Beneath this line are the data; copy exactly the part of them that opens with the line containing "Given there is" and closes with the line containing "these as done.)**", and only that part.

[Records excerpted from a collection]
———
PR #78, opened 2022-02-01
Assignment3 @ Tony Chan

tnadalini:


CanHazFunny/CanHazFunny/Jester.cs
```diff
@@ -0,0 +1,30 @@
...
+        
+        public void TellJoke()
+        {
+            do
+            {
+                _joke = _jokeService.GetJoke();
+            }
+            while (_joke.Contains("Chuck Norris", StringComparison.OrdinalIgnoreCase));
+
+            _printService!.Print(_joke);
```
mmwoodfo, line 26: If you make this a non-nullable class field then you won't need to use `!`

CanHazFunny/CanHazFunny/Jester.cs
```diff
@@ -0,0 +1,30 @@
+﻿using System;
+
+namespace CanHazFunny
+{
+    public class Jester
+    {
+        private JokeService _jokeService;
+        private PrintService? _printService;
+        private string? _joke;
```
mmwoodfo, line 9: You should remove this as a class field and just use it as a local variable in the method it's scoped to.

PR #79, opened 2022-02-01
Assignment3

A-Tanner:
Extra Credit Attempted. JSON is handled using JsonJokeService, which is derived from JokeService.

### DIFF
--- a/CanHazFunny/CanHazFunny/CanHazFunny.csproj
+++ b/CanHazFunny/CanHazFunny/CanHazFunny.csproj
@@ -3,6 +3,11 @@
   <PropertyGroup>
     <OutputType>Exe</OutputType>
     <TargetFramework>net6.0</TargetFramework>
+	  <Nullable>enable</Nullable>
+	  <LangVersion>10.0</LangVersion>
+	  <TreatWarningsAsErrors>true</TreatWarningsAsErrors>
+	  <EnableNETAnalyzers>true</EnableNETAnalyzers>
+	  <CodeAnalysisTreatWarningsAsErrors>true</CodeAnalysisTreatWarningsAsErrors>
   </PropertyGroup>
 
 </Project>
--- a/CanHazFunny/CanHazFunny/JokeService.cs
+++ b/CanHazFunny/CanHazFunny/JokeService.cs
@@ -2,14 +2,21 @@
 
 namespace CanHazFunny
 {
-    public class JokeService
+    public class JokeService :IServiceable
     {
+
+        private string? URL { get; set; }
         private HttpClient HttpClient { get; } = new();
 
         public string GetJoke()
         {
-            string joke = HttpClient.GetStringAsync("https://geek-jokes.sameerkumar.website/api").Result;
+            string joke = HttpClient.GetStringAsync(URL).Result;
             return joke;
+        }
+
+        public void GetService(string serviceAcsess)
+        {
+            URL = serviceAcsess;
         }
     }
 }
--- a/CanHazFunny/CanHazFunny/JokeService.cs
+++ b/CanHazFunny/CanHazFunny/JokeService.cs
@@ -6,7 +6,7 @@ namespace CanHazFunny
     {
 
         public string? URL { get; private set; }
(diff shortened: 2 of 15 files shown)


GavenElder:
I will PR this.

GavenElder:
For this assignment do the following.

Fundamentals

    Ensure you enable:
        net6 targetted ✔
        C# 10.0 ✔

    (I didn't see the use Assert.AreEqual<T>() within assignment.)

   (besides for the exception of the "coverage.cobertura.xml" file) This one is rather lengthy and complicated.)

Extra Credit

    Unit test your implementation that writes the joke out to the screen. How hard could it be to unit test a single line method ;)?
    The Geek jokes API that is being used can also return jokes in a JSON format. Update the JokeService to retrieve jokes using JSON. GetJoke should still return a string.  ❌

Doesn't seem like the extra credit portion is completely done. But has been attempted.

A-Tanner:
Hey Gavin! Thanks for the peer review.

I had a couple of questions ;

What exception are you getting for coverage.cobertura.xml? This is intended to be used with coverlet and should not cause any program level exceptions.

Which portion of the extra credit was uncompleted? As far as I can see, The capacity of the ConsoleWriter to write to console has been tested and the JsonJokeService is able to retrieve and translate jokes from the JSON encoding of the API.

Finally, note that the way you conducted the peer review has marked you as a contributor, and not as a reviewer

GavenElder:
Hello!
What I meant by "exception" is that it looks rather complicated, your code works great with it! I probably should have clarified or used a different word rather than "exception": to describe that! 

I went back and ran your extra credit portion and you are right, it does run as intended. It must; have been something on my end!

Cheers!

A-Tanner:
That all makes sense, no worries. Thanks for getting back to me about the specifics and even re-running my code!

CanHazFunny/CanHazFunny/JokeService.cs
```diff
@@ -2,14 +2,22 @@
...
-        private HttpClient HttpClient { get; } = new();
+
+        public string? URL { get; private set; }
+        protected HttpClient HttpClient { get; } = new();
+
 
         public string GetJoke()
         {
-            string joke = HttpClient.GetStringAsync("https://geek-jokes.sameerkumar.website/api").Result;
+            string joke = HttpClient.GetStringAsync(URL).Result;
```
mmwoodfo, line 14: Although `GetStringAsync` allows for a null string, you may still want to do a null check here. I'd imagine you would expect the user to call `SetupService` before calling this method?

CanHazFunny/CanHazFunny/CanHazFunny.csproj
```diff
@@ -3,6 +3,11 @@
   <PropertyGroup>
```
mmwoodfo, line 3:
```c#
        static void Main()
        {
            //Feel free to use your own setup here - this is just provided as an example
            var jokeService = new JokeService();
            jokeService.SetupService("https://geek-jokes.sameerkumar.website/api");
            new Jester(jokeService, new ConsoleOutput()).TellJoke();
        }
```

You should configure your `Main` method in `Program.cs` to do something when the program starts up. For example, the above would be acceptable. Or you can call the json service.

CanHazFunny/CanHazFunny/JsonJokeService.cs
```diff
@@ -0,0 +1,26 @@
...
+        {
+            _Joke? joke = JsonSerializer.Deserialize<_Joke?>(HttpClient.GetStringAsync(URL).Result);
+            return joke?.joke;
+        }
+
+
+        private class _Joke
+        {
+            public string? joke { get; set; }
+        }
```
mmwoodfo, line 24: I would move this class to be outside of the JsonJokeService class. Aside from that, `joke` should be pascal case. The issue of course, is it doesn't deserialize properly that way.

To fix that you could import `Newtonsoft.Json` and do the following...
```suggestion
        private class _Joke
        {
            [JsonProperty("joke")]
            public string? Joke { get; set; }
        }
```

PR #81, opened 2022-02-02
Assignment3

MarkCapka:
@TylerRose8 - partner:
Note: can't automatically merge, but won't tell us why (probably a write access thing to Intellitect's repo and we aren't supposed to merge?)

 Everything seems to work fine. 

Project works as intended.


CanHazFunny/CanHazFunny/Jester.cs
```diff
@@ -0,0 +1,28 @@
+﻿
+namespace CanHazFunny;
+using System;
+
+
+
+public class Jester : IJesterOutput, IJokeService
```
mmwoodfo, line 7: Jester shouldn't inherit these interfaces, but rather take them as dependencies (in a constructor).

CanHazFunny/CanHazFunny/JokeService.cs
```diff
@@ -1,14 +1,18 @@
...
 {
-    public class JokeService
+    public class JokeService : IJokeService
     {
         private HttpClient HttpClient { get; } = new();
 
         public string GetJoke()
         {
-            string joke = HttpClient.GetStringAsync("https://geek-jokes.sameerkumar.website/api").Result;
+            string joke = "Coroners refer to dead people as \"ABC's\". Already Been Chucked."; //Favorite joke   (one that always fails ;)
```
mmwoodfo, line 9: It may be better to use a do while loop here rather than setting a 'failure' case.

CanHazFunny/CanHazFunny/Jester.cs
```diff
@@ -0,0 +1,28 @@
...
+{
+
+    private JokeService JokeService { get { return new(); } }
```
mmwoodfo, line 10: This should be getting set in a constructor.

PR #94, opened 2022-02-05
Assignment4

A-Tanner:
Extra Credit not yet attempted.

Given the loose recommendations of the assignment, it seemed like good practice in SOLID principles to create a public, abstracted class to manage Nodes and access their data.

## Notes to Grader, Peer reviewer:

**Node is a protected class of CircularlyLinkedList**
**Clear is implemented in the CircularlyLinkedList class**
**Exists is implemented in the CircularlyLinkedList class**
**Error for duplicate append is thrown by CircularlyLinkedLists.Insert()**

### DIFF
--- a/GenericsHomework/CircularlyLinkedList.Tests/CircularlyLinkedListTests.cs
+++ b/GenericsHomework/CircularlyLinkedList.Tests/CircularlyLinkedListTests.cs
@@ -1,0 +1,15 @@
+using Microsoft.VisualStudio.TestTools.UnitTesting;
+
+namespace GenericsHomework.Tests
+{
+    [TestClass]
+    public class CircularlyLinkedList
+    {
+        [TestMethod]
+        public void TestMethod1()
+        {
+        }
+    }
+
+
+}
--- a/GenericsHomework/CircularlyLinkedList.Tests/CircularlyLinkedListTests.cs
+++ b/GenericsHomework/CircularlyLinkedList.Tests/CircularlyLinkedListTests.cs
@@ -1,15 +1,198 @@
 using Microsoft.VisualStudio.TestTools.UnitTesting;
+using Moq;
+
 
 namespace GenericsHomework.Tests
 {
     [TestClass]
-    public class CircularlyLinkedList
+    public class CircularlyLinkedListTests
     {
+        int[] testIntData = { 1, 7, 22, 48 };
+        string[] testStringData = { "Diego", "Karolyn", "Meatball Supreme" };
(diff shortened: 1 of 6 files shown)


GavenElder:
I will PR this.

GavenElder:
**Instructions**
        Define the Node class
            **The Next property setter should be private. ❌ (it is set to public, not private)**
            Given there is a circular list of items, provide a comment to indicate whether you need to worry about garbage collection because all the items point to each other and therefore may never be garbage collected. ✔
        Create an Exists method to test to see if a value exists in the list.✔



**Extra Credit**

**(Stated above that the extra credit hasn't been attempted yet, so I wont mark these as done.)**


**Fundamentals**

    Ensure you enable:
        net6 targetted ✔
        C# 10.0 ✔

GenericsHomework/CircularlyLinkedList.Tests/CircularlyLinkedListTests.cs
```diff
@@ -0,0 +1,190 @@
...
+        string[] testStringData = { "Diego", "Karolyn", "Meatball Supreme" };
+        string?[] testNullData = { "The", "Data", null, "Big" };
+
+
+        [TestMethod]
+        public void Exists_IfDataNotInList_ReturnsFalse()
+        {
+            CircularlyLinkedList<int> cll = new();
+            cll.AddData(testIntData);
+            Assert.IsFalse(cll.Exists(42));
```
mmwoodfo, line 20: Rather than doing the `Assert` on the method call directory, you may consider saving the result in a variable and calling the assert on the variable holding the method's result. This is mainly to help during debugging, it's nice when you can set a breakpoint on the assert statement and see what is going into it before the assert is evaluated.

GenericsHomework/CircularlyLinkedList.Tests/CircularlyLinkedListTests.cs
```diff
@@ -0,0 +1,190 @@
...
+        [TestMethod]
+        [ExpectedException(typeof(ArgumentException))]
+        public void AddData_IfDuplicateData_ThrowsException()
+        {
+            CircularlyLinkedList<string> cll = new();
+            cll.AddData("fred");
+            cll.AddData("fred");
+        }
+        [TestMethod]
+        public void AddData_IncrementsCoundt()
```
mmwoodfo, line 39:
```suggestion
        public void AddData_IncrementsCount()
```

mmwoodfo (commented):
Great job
———
■ **Completed exercise**:
            Given there is a circular list of items, provide a comment to indicate whether you need to worry about garbage collection because all the items point to each other and therefore may never be garbage collected. ✔
        Create an Exists method to test to see if a value exists in the list.✔



**Extra Credit**

**(Stated above that the extra credit hasn't been attempted yet, so I wont mark these as done.)**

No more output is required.